Secondly - what I did here is something that I have never done before - write for samples that I did not have in my posession, and base my compositional work on what I was expecting the samples to sound like - which in this case, was based on what the Req demos sounded like. Here is where Req met expectations. Based on those demos, I expected Req to sound a certain way, and I expected to be able to do certain things with the lib. And I was. I simply sat down and composed for the orchestra, envisioning what the Req choirs would sound like - what I _wanted_ them to sound like - and just went with it. I was tempted to use EWQLSC as a base, so that I could get a ballpark guesstimate of what Req might sound like - but opted not to. I wanted to go off of what I heard in my head only. Now again, I did that based not on what I thought I might be able to get out of a real choir, but what I thought I might be able to get out of Req - based on the demos. Very, very happy with the result here. Also, kinda proud of myself, if I may say so. Save for the length of the beginning (string pad), nothing about this peice changed once the choir was dropped in. I spent several hours with Req, going over patches, playing, etc., (reading the manual, Troels!!!  ) - then went right to the track I had already composed. Orchestrally, I left everything as is, so it seems that I did a decent job of "hearing" the choir while building the rest of the orchestra. And I guess this speaks as to how well Req can translate into real world compositions.

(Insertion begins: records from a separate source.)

PR #298, opened 2026-06-19
Preserve release target rustflags

### LINKED ISSUE #294: RUSTFLAGS override in release.yml
`.cargo/config.toml` sets the `rustflags` for Windows MSVC and Linux musl builds. However they're overridden by a environment variable in the release workflow.

https://github.com/autobib/autobib/blob/0bf82a5a6db97b55be8b164b64e9c8c52989031b/.github/workflows/release.yml#L14

In practice, I think this has only affected the MSVC builds, as the flags in `.cargo/config.toml` agree with Rust's current defaults for the musl targets.

alexrutar:
Possible fix for #294 

I changed this PR: now it sets `-D warnings` in `.cargo/config.toml` globally. It might be slightly annoying for warnings to upgrade to errors whenever one runs `cargo build`, but I think the benefit of all of the configuration being in one place outweighs the downsides.

Previously, this  manually set the `cfg(all)` target when invoking `cargo build --release`. If you have a convincing reason why this is better, I am happy to hear it!

See https://doc.rust-lang.org/cargo/reference/config.html#targetcfgrustflags for documentation of this behaviour.

### DIFF
--- a/.github/workflows/release.yml
+++ b/.github/workflows/release.yml
@@ -11,7 +11,6 @@ permissions:
 
 env:
   CARGO_TERM_COLOR: always
-  RUSTFLAGS: -D warnings
   RUSTDOCFLAGS: -D warnings
   RUST_BACKTRACE: 1
   RUST_VERSION: ${{ vars.RUST_VERSION }}
@@ -163,7 +162,9 @@ jobs:
       - name: Build release binary
         shell: bash
         run: |
-          cargo build --verbose --release --locked --target ${{ matrix.target }}
+          cargo build --verbose --release --locked \
+            --config 'target."cfg(all())".rustflags = ["-D", "warnings"]' \
+            --target ${{ matrix.target }}
           if [[ "${{ matrix.image }}" = "windows-latest" ]]; then
             bin="target/${{ matrix.target }}/release/autobib.exe"
           else


alexrutar:
~~Another good option is to just set this in `.cargo/config.toml` so it always applies.~~

This is now what is implemented.

wupr:
I had been thinking we could inject the extra lines in `.cargo/config.toml` in CI using `sed`. But the idea from this StackOverflow answer seemed more elegant: https://stackoverflow.com/a/56873092. Basically build.rs can check if it is in a CI environment (we can use an environment variable to detect this), and toggle a `cfg` which, through `.cargo/config.toml`, adds the `-D warnings` flag (this last part deviates from the cited answer).

This avoids the annoyances we'd have during local development, and I think it's not too ugly. Happy to hear your opinions.

The inability to append to `RUSTFLAGS` seems to have been raised as an issue for a long time without proper resolution: https://github.com/rust-lang/cargo/issues/5376.

alexrutar:
I would hesitate to add an extra dependency just for this, when there are manual (albeit slightly hacky) solutions. Though I understand not wanting to set `-D warnings` globally for all builds, in which case I think it is better to use
```
--config 'target."cfg(all())".rustflags = ["-D", "warnings"]'
```
as was previously implemented.

We can put this into a `$CARGO_EXTRA_RUSTFLAGS` variable declared at the top, the main thing is remembering to include this in every build step. The advantage of putting it directly in `.cargo/config.toml` is that it is always picked up.

If there are multiple cargo config files, they get unified: https://doc.rust-lang.org/cargo/reference/config.html#hierarchical-structure

Maybe there is some more clever solution using there. (We would need slightly different code on the Windows vs Unix runners though).

alexrutar:
Slightly cleaner option: `--config` can accept an extra config file path, instead of manually passing the values at the command line. So, we could create a file `.github/workflows/cargo_extra_config.toml` and put stuff there.

wupr:
> I would hesitate to add an extra dependency just for this,

Indeed. To clarify, if we use an environment variable for CI detection though, then we don't need the extra dependency

alexrutar:
> > I would hesitate to add an extra dependency just for this,
> 
> Indeed. To clarify, if we use an environment variable for CI detection though, then we don't need the extra dependency

Ah, I see what you mean! Set an environment variable in CI only and use `build.rs` for manipulation. Perhaps however it is still simplest (for now) to just set the `--config` directly, and if it gets complicated set extra config in a separate file.

wupr:
> Perhaps however it is still simplest (for now) to just set the `--config` directly, and if it gets complicated set extra config in a separate file.

Yeah, I think I agree. I'd be most happy with this implementation.

> We can put this into a `$CARGO_EXTRA_RUSTFLAGS` variable declared at the top, the main thing is remembering to include this in every build step. The advantage of putting it directly in `.cargo/config.toml` is that it is always picked up.

If we do this in the future, we could also set an alias for `cargo`  in CI that wraps the extra flags inside. (Bash aliases could be slightly more complicated on GitHub than on GitLab...)

> If you have a convincing reason why this is better, I am happy to hear it!

I think it's useful to distinguish between warnings and errors. You can leave some redundant or untidy code (which result in warnings) in until you've decided which code structure works best.

wupr (approved):

PR #308, opened 2026-06-25
Major changes to `autobib get` and `autobib list`.

### LINKED ISSUE #305: Output formatters
We could add an output formatter to `autobib find`, instead of just printing the canonical ID. Maybe there are other places where output formatting would make sense.

Note that, at the cost of repeating lookups, one can use pass the resulting IDs to `autobib format` to emulate this behaviour currently.

alexrutar:
Changes:

- `autobib get` is streaming: records are written to standard output as they are received (unless the record is skipped because of an invalid bibtex entry key, or with the `--strict` flag). This also adds support for a `--template` option and removes `--append` and `--out`.
- I refactored the `%json` meta to now print all of the data in the record row. I also added a `%modified` meta, which prints the modification timestamp.
- I added back `autobib list` but instead with the purpose of listing identifiers in the database (and perhaps formating them). This replaces `autobib util list`, and also adds a `--template` option and an optional position glob argument to filter the identifiers listed.
- I added a `--json` option to `autobib source`. It outputs a dictionary where the keys are the identifiers and the values are the record data. Unlike `%json` in templates, the output is designed to exactly mimic the bibtex data (i.e., does not contain canonical IDs, modification time, etc.).

Internally, I updated the `Record` struct to be a wrapper around a `RecordRow` which also contains a citation key. In particular, a `Record` now also carries the modification time with it.


alexrutar:
@wupr I don't think detailed code review here is needed (there are a lot of code changes, but nothing very complex or critical). But let me know what you think about the API changes!

alexrutar:
Spurious CI failure as usual

wupr:
I think I said this elsewhere (sorry if I didn't), but the API changes all look great!

Issue #328, opened 2026-07-17
Template JSON pointer support


alexrutar:
To reduce dependence on external tools (like `jq`) when working with the `%json` meta, we could support [JSON pointer](https://datatracker.ietf.org/doc/html/rfc6901) syntax, so for instance `{%json/data/fields/year}` is equivalent to `{year}`.

alexrutar:
Alternative syntax: use `.` composition, with JSON strings for weird symbols. So `{%json.data.fields.year}` would work, or `{%json.data.fields."my.horrible?bibtex.field.key"}`. This would line up with the proposed namespacing for keys / identifiers like `%canonical.provider` and `%canonical.sub_id`.

PR #329, opened 2026-07-17
Uniformize naming, clean up `autobib info`, and create terminology glossary

alexrutar:
This is a place to uniformize crate-wide naming, and also to create a terminology glossary.

So far, I have updated `autobib info` to by default output JSON. I also wrote JSON schemas for all of the JSON which Autobib outputs. We should make sure the crate internal naming lines up with what we are exposing in the schemas of course.


wupr:
I was about to open an issue on this, but since you're cleaning up `autobib info`, I'll put it here.

`autobib info` doesn't currently report the preferred key with `-r all`.

alexrutar:
I think it does in the version in this PR?

alexrutar:
Also, zbmath decided to change their API format again! This time, it's the 'null record' response. So I will fix that first.

alexrutar:
Previously, we used something like:

- `identifier`, or `id` short, is the blanket term (`Identifers` table, contains a bunch of identifiers!)
- `remote id` is a `provider:sub_id` (what about `local id`?)
- `canonical/reference id` is a special remote id

But, I also thought that `key` is reasonable - and then `bibtex key` is a key which is also valid bibtex. This lines up with the 'citation key' terminology common in bibtex world. 

I was using `preferred_keys` and `%key` because of the above. And then we would rename the `Identifiers` table to `Keys` table, for consistency.

I think an `identifier` should refer to a `provider:sub_id`. (Instead of "remote identifier", which is confusing because of `local:xxx`!) Then a remote identifier is anything not local, and a local identifier is itself. So we rename `RemoteId` to `Identifier`, inside the codebase.

alexrutar:
Other changes: 

- `RecordRow` used to refer to the row in the `Records` table. Now, it is just `Record`.
- `KeyedRecord` is a `Record` along with the `key` which was used to look it up.
- An entry is a record with usual data (not deleted or void)
- entry data, is the data itself
- raw entry data is the byte format
- whenever something external replies, it is called a `Response`. So a `DatabaseResponse`, is what the database says about a key; and a `RemoteResponse` is what a provider says about a key. All of those enums now have `Response` somewhere inside the name.

wupr:
> I think it does in the version in this PR?

Not when I tried half an hour ago. It reported `null` when `-r preferred` gives the correct key

alexrutar:
I also think we should change `%full_id` in templates to `%canonical`. It would be great if it were namespaced: like `%canonical.provider` and `%canonical.sub_id`, instead of `%provider` and `%sub_id` and `%full_id`. Related to #328

alexrutar:
> > I think it does in the version in this PR?
> 
> Not when I tried half an hour ago. It reported `null` when `-r preferred` gives the correct key

Weird let me try it out, it works for me.

alexrutar:
> > I think it does in the version in this PR?
> 
> Not when I tried half an hour ago. It reported `null` when `-r preferred` gives the correct key

Ah! Now I remember. Probably the new logic is confusing: `-r preferred` falls back to the canonical, if no preferred identifier could be found. However, `-r all` reports the canonical separately, and reports `preferred` as null.

I thought `-r preferred` should always return something usable (so that scripts can use it, without it being inconvenient); but it would be good to somehow show that there actually was no matching preferred key.

alexrutar:
Basically, `-r preferred` should always return something because my motivation for `-r preferred` was to do things like `autobib find | xargs autobib info -r preferred` which should always print something

wupr:
Ah!! That explains it. Then I think the `-r all` version should also have a fallback so as not to be confusing? And maybe the fallback could prioritise aliases instead, assuming users prefers aliases in general. I should really read the relevant code first, but my idea is that Autobib has an internal way of ranking keys which the user can override with config.

wupr:
I agree with the proposed terminology for identifiers and keys. It replaces the "mathematical" notion that "local" is a trivial "remote"; I (and I hope other mathematicians) really liked it, but I also appreciate it is confusing.

alexrutar:
> Ah!! That explains it. Then I think the `-r all` version should also have a fallback so as not to be confusing? And maybe the fallback could prioritise aliases instead, assuming users prefers aliases in general. I should really read the relevant code first, but my idea is that Autobib has an internal way of ranking keys which the user can override with config.

Since the new rules allow arbitrary regexes instead of only providers, you can implement this by adding a pattern which matches only aliases, like `[^:]+`. I'll add this suggestion to the "preferred_keys" config docs, and also document the canonical ID fallback explicitly.

alexrutar:
> I agree with the proposed terminology for identifiers and keys. It replaces the "mathematical" notion that "local" is a trivial "remote"; I (and I hope other mathematicians) really liked it, but I also appreciate it is confusing.

Sounds good! Yeah I agree, definitely my original logic too, but certainly it is confusing.

wupr:
> Since the new rules allow arbitrary regexes instead of only providers, you can implement this by adding a pattern which matches only aliases, like `[^:]+`. I'll add this suggestion to the "preferred_keys" config docs, and also document the canonical ID fallback explicitly.

That's what I added to my config yesterday to avoid having `null` for `"preferred"`, but it still feels like a workaround.

Maybe we can change the naming to distinguish whether there is fallback. In JSON it could be `"user_preferred"`?

wupr:
Two points about conventions.

The two `info`-like commands I use the most are `brew info` and `dnf info`; our original output format is more similar to them. So I think JSON output should be selected with a flag `--json`, as originally proposed.

It's more common to use camelCase for JSON fields. I think this is recommended in the Google style guide

alexrutar:
> Two points about conventions.
> 
> The two `info`-like commands I use the most are `brew info` and `dnf info`; our original output format is more similar to them. So I think JSON output should be selected with a flag `--json`, as originally proposed.
> 
> It's more common to use camelCase for JSON fields. I think this is recommended in the Google style guide

Fair enough - also, a `--json` flag could also mean we can input subsets of the JSON info for the other report types.

Hmm, I don't really like camelCase, even if it is recommended by Google. It's not a web API, and everything else we have prefers snake_case (Rust, SQLite, etc.)

alexrutar:
> > Since the new rules allow arbitrary regexes instead of only providers, you can implement this by adding a pattern which matches only aliases, like `[^:]+`. I'll add this suggestion to the "preferred_keys" config docs, and also document the canonical ID fallback explicitly.
> 
> That's what I added to my config yesterday to avoid having `null` for `"preferred"`, but it still feels like a workaround.
> 
> Maybe we can change the naming to distinguish whether there is fallback. In JSON it could be `"user_preferred"`?

I changed to `user_preferred` in the JSON.

alexrutar:
On second thought, I don't like the naming `user_preferred` very much. Who else could prefer it, if not the user?

alexrutar:
> The two `info`-like commands I use the most are `brew info` and `dnf info`; our original output format is more similar to them. So I think JSON output should be selected with a flag `--json`, as originally proposed.

Implemented now

alexrutar:
We still have columns `key` and `record_id` in the Records table. Should we rename these to `rev` and `canonical`, to align with the new naming?

alexrutar:
@wupr If you want to use an LLM for something, I think this is a good candidate task: If you agree, we should rename the columns in the Records table. This means modifying the migration code to include the following extra ALTER TABLE sql commands:
```
tx.execute("ALTER TABLE Records RENAME COLUMN record_id TO canonical", ())?;
tx.execute("ALTER TABLE Records RENAME COLUMN parent_key TO parent_rev", ())?;
tx.execute("ALTER TABLE Records RENAME COLUMN key TO rev", ())?;
```
The problem is that the column names are hard-coded everywhere inside the code... so there are a few hundred places where these things have to be renamed and finding them all is incredibly tedious. However, an LLM could probably do it precisely.

The main places where this should be changed are: `row.get(...)`, `row.get_unwrap(...)`, and the column names inside a SQL string including the Records table. But maybe there are others too. (But don't edit the migration code!)

Some indices in `src/db/schema/create_indices.sql` should be updated as well. (Existing indices will auto-rename, if I recall correctly.)

I wonder if we should do some compile-time concatenation using static variables:
```
TABLE_KEYS = "Keys"
TABLE_RECORDS = "Records"
TABLE_NULL_RECORDS = "NullRecords"
COL_RECORDS_REV = "rev"
COL_RECORDS_CANONICAL = "canonical"
... etc.
```
I don't know if this is worth it though, since it makes the SQL hard to read. Maybe we should just keep it as is.

Also as we previously discussed, it would be great to use an LLM to also to unify variable names. Even though many things were changed, I am sure there are some things that are missing.

alexrutar:
I used a bunch of regexes to do the renaming

wupr:
> On second thought, I don't like the naming `user_preferred` very much. Who else could prefer it, if not the user?

Autobib could. Autobib prefers canonical identifiers to all other identifiers by providing a fallback. If entirely neutral, it would just return a null result. In fact, when I read "preferred", I still first think of some ranking of the keys built into Autobib, before my brain corrects itself and realises that it's the user's preference. Perhaps this instinct comes from working with media streaming manifests, where the list of codecs might be ordered by the source to guide the player towards the most efficient option. The user could then of course override the order by expressing their codec preferences.

alexrutar:
> > On second thought, I don't like the naming `user_preferred` very much. Who else could prefer it, if not the user?
> 
> Autobib could. Autobib prefers canonical identifiers to all other identifiers by providing a fallback. If entirely neutral, it would just return a null result. In fact, when I read "preferred", I still first think of some ranking of the keys built into Autobib, before my brain corrects itself and realises that it's the user's preference. Perhaps this instinct comes from working with media streaming manifests, where the list of codecs might be ordered by the source to guide the player towards the most efficient option. The user could then of course override the order by expressing their codec preferences.

Ok, I am convinced! I have changed to `user_preferred`.

alexrutar:
I am going to merge this for now. I won't cut the new release yet, until then we can still make API changes.

wupr:
Oh, um, I had some pending review comments; I don't think I can submit them now. Maybe I'll open a PR instead.

One of the things I was going to suggest was merging the commit "Simplify autobib info somewhat" with "Large amounts of renaming for consistency", since the former undoes exactly the non-renaming changes in the latter.

alexrutar:
> Oh, um, I had some pending review comments; I don't think I can submit them now. Maybe I'll open a PR instead.
> 
> One of the things I was going to suggest was merging the commit "Simplify autobib info somewhat" with "Large amounts of renaming for consistency", since the former undoes exactly the non-renaming changes in the latter.

Oh, I didn't realize that happened! Sorry about that, I thought it would just work fine. I will be more careful next time / not merge like that again.

wupr:
Don't worry. I realise I've been taking my time with this one (today is the 9th consecutive day at a big conference; a bit overwhelmed).

I didn't find any major issue. I asked an LLM to go through the large-diff renaming commits and split out anything that was not strictly renaming. I then went through the PR myself commit by commit since I don't quite trust an LLM's judgement. I just have the 5 commits from yesterday left now.

I'll open a PR once I'm done.

alexrutar:
> Don't worry. I realise I've been taking my time with this one (today is the 9th consecutive day at a big conference; a bit overwhelmed).

Very long conference! It does sound very tiring. Absolutely, take your time, no rush. I have lots of free time now as you can probably tell...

All in all, I am extremely pleased with this purchase, and do not regret it one bit. Now everyone go out and buy a copy - this way THammer can easily afford to go back, and record Req2. And if you guys do dev Req2, you are guaranteed at least one customer 

*Requiem*

I am not going to post the choir part naked, but what I figured I'd do is here is post the same peice with the choirs a lot louder (well, the orchestra lower, technically) so you can hear exactly what is going on, and get a better idea of what the lib is capable of.

*Requiem - xtra choirs*

Comments, suggestions, etc. all welcome. Enjoy!


----------



## sadatayy (Jun 6, 2010)

still listening to it damn very good piece..everyone should listen to this. by the way what mic positions and patches etc did you use do you mind going a bit more in detail


----------



## Pzy-Clone (Jun 6, 2010)

Ok ...a MUCH better demo than the other sound snippets that have been posted with Requiem yet.

Based on the few tracks I have heard you post in this forum, you have a quite recognisable sound in some respects, and I like that approach.
You stick with a fixed sound palette, some key elements that seems to work out well are repeated etc. 

SO I do like your sound, (I think i mentioned this previously as well), but alas I also know exactly what it’s going to sound like before actually hearing it, which might be a good OR bad thing depending on you point of view I guess.

The one thing i feel is lacking, is that you do not take full advantage of the full melodic potential in this piece. 

The choirs move over a strong rhythmical, but in essence very simple base foundation ...but never seems to break out into any significantly melodically interesting direction as i see it...so it feels as if all the featured components are all there to support a main theme that never appears. 

Anyway the main point i wanted to convey here, is that in contrast to a lot of other posts regarding new libs, i could not care less what a library sounds like when presented without any contextual relevance.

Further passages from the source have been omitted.